Supplied material:
⁂
Issue #1435, opened 2026-04-27
More Lattice Manipulations: Models


ax3l:
Based on our current selection logic, we need need to change the numerical models after loading a PALS or MAD-X file.

This includes the following common lattice manipulations:
- promote model: from linear to paraxial or exact
- exact models: change integration order (`int_order`)
- exact models: change map steps (`mapsteps`)

We need to do this usually by segment ([start/end element](https://github.com/pals-project/pals-python/issues/26#issuecomment-3406998523)) and element type.

PR #1593, opened 2026-08-06
MAD-X/PALS Load File: `min_model=...`

ax3l:
The MAD-X and PALS readers so far pick the cheapest ImpactX element that represents an imported element: `Drift`, `Quad`, `Sbend`, `CFbend`, `DipEdge(model="linear")`, escalating to `Exact*` only when a feature such as a skew or higher-order multipole leaves no alternative. Users who need chromatic or exact-Hamiltonian dynamics from the start had to post-process the imported lattice element by element.

Add a `min_model=` argument to `KnownElementsList.load_file()`, `from_pals()` and the underlying `read_lattice()`/`lattice()` translators. It raises the lower gate of that choice, using the same "linear"/"paraxial"/"exact" vocabulary as `FilteredElementsList.replace_with_drifts(model=...)`. The default "linear" reproduces the previous output exactly.

Docs: https://impactx--1593.org.readthedocs.build/en/1593/usage/python.html#impactx.elements.KnownElementsList.load_file

Related to #1435

## Details

The floor never lowers a tier: an element that already requires a richer model, such as a skew quadrupole that only exists as `ExactMultipole`, keeps it. Not every family implements every tier (there is no `ChrSbend`, `ChrCFbend`, `ChrSol` or `ExactSol`), so a missing tier is skipped upwards. A paraxial floor on a plain SBEND yields `ExactSbend` rather than falling back to the linear model. Where no implemented model reaches the floor, as for SOLENOID, the most faithful one available is used and a warning is emitted once per lattice.

<details>

New `impactx/element_models.py` holds the one place of truth for the tier ordering: `MODEL_TIERS`, `tier_rank`, `tier_of_class`, `validate_model`, `select_model` plus the `DRIFT_MODEL_CLASSES`/`QUAD_MODEL_CLASSES` tables. `KnownElementsList` now imports its tier helpers from there instead of keeping private copies, so both knobs share one vocabulary and one validation message.

In the MAD-X translator, a single `build(family, builders, **kwargs)` dispatcher plus the `make_drift`, `make_quad` and `make_dipedge` closures replace 14 `Drift`, 3 `Quad` and 5 `DipEdge` construction sites, so applying the floor is one table per family rather than a branch per call site. `make_bend_body_element` keeps its documented priority ladder, with each rung now declaring the tiers ImpactX implements for it.

`DipEdge` selects its fringe model by argument rather than by class, so its 6th-order "nonlinear" map is registered as the exact tier. This matches the choice the synmadx importer already makes in `cnv_dipedge`.

</details>

- [x] Design spec by @ax3l
- [x] Typed with help of Claude Opus 5 xHigh.
- [x] Auto-reviewed with help of Codex GPT 5.6-Sol xHigh.
- [x] Self-reviewed manually.

### DIFF
--- a/docs/source/usage/python.rst
+++ b/docs/source/usage/python.rst
@@ -1015,7 +1015,7 @@ This module provides elements and methods for the accelerator lattice.
       starts out with at least the requested level of physical fidelity
       (see :ref:`theory-assumptions`):
 
-      * ``"linear"`` (default) reproduces the historic behavior
+      * ``"linear"`` (default) uses the linear model
       * ``"paraxial"`` requires at least the chromatic ``Chr*`` models
       * ``"exact"`` requires at least the exact-Hamiltonian ``Exact*`` models
 
@@ -1066,7 +1066,7 @@ This module provides elements and methods for the accelerator lattice.
       the same at every floor.
       Their *length*, however, is carried by drifts that the reader adds around
       that kick, and those follow ``min_model`` like any other drift.
-      A finite-length ``RFCAVITY``, for example, becomes
+      A finite-length ``RFCAVITY`` is a thin kick model, for example, becomes
       ``ExactDrift`` + ``ShortRF`` + ``ExactDrift`` at ``min_model="exact"``.
       The same applies to the drifts emitted for ``COLLIMATOR``, ``INSTRUMENT``,
       ``PLACEHOLDER`` and for a ``MONITOR`` with ``L > 0``.
--- a/docs/source/usage/python.rst
+++ b/docs/source/usage/python.rst
@@ -1005,9 +1005,64 @@ This module provides elements and methods for the accelerator lattice.
 
       Add a single element to the list.
 
-   .. py:method:: load_file(filename, nslice=1)
+   .. py:method:: load_file(filename, nslice=1, min_model="linear")
 
       Load and append a lattice file from MAD-X (.madx) or PALS (e.g., .pals.yaml) formats.
+
+      The reader picks the *cheapest* ImpactX element that represents each imported
+      element.
+      ``min_model`` raises the lower gate of that choice, so that an imported lattice
+      starts out with at least the requested level of physical fidelity
+      (see :ref:`theory-assumptions`):
+
+      * ``"linear"`` (default) reproduces the historic behavior
+      * ``"paraxial"`` requires at least the chromatic ``Chr*`` models
+      * ``"exact"`` requires at least the exact-Hamiltonian ``Exact*`` models
+
+      A floor never *lowers* a model.
+      An element that already requires a richer model, such as a skew quadrupole
+      that only exists as ``ExactMultipole``, keeps it.
+      Where a tier is not implemented for an element family, the next higher one is
+      used.
+      Where no model reaches the requested tier at all, the most faithful model
+      available is used and a warning is emitted:
+
+      .. list-table::
+         :header-rows: 1
+         :widths: 20 25 25 30
+
+         * - MAD-X element
+           - ``"linear"``
+           - ``"paraxial"``
+           - ``"exact"``
+         * - ``DRIFT``
+           - ``Drift``
+           - ``ChrDrift``
+           - ``ExactDrift``
+         * - ``QUADRUPOLE``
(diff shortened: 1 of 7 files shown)


docs/source/usage/python.rst
```diff
@@ -1005,10 +1005,72 @@ This module provides elements and methods for the accelerator lattice.
...
+      Elements that MAD-X itself defines as thin (``MULTIPOLE``, ``KICKER``,
+      ``RFCAVITY``, ``NLLENS``) and structural elements (``MARKER``, apertures,
+      monitors) have no model tiers, so the kick or map they translate into is
+      the same at every floor.
+      Their *length*, however, is carried by drifts that the reader adds around
+      that kick, and those follow ``min_model`` like any other drift.
+      A finite-length ``RFCAVITY``, for example, becomes
+      ``ExactDrift`` + ``ShortRF`` + ``ExactDrift`` at ``min_model="exact"``.
+      The same applies to the drifts emitted for ``COLLIMATOR``, ``INSTRUMENT``,
+      ``PLACEHOLDER`` and for a ``MONITOR`` with ``L > 0``.
```
ax3l: To check with @cemitch99 if that is a sensible element tier promotion path.

docs/source/usage/python.rst
```diff
@@ -1005,10 +1005,72 @@ This module provides elements and methods for the accelerator lattice.
...
 
       Load and append a lattice file from MAD-X (.madx) or PALS (e.g., .pals.yaml) formats.
 
+      The reader picks the *cheapest* ImpactX element that represents each imported
+      element.
+      ``min_model`` raises the lower gate of that choice, so that an imported lattice
+      starts out with at least the requested level of physical fidelity
+      (see :ref:`theory-assumptions`):
+
+      * ``"linear"`` (default) reproduces the historic behavior
```
```suggestion
      * ``"linear"`` (default) uses the linear model
```

docs/source/usage/python.rst
```diff
@@ -1005,10 +1005,72 @@ This module provides elements and methods for the accelerator lattice.
...
+           - ``ExactMultipole``
+           - ``ExactMultipole``
+
+      Elements that MAD-X itself defines as thin (``MULTIPOLE``, ``KICKER``,
+      ``RFCAVITY``, ``NLLENS``) and structural elements (``MARKER``, apertures,
+      monitors) have no model tiers, so the kick or map they translate into is
+      the same at every floor.
+      Their *length*, however, is carried by drifts that the reader adds around
+      that kick, and those follow ``min_model`` like any other drift.
+      A finite-length ``RFCAVITY``, for example, becomes
```
```suggestion
      A finite-length ``RFCAVITY`` is a thin kick model, for example, becomes
```

cemitch99 (commented):
This is great.  I noticed that `Sol` is used for a solenoid at all 3 tiers.  However, we _do_ have the equivalent of a `ChrSol`: by setting `ez=0` in the element `ChrAcc`.  An `ExactAcc` model will be implemented at some point.

cemitch99 (approved):
Will propose a follow-up relating Acc -> Solenoid models once `ExactAcc` element is ready.

docs/source/usage/python.rst
```diff
@@ -1005,10 +1005,72 @@ This module provides elements and methods for the accelerator lattice.
...
+      ``min_model`` raises the lower gate of that choice, so that an imported lattice
+      starts out with at least the requested level of physical fidelity
+      (see :ref:`theory-assumptions`):
+
+      * ``"linear"`` (default) uses the linear model
+      * ``"paraxial"`` requires at least the chromatic ``Chr*`` models
+      * ``"exact"`` requires at least the exact-Hamiltonian ``Exact*`` models
+
+      A floor never *lowers* a model.
+      An element that already requires a richer model, such as a skew quadrupole
```
cemitch99: Oh, this statement is false.  A skew quad can be represented as a linear Quad, paraxial ChrQuad, or ExactQuad with a 45 deg rotation (`tilt`).

```suggestion
      An element that already requires a richer model, such as a thick octupole
```

ax3l: thx! fixed

ax3l: thx! fixed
⁂
Activity:
Each line between the start of the listing above and the line containing "- exact models: change integration", with both ends counted, is to be set down unchanged.

Response to the exercise:
Issue #1435, opened 2026-04-27
More Lattice Manipulations: Models


ax3l:
Based on our current selection logic, we need need to change the numerical models after loading a PALS or MAD-X file.

This includes the following common lattice manipulations:
- promote model: from linear to paraxial or exact
- exact models: change integration order (`int_order`)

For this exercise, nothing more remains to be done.